**The input:**
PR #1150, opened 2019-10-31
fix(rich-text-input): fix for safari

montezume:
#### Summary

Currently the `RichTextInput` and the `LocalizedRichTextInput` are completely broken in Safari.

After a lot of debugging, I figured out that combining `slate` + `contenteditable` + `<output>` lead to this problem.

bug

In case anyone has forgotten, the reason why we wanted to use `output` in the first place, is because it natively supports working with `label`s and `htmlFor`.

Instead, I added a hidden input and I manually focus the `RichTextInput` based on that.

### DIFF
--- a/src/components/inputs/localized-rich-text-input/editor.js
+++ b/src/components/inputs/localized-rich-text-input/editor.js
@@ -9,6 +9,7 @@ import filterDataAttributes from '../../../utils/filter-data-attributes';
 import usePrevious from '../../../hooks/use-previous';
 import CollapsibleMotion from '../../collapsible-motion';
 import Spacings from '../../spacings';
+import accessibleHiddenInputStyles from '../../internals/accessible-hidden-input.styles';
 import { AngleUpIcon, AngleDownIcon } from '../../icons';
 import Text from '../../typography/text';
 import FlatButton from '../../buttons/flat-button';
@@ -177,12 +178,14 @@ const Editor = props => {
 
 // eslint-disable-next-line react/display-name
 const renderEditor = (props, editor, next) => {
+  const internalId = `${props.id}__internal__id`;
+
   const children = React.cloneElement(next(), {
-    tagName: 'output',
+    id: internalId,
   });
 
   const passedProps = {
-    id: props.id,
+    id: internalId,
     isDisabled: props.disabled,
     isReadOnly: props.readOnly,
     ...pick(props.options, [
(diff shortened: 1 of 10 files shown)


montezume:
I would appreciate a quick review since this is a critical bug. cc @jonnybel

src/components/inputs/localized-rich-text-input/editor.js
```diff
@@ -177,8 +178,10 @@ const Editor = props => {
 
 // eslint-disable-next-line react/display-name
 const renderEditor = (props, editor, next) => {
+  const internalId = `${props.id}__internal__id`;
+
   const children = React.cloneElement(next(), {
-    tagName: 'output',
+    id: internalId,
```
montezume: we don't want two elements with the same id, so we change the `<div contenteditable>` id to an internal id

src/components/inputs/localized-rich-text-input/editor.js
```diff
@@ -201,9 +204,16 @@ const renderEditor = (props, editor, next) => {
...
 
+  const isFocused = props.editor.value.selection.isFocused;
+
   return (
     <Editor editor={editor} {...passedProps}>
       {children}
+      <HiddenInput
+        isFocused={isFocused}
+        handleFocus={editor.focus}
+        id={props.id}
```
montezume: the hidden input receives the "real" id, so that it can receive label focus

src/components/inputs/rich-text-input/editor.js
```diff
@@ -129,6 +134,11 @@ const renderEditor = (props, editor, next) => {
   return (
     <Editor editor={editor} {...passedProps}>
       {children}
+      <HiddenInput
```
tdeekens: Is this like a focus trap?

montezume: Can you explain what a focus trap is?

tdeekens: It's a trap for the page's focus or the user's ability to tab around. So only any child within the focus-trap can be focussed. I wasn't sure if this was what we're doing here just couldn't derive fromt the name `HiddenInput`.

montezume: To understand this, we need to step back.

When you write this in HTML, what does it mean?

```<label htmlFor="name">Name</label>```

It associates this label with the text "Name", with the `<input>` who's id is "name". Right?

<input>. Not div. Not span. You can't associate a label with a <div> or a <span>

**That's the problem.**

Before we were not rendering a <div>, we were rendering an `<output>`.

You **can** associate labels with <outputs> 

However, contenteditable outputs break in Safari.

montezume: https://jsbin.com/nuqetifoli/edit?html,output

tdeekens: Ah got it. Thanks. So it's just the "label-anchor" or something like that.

**Assigned task:**
Copy all lines from the material that hold "renderEditor".

**Exercise output:**
 const renderEditor = (props, editor, next) => {
 const renderEditor = (props, editor, next) => {
@@ -201,9 +204,16 @@ const renderEditor = (props, editor, next) => {
@@ -129,6 +134,11 @@ const renderEditor = (props, editor, next) => {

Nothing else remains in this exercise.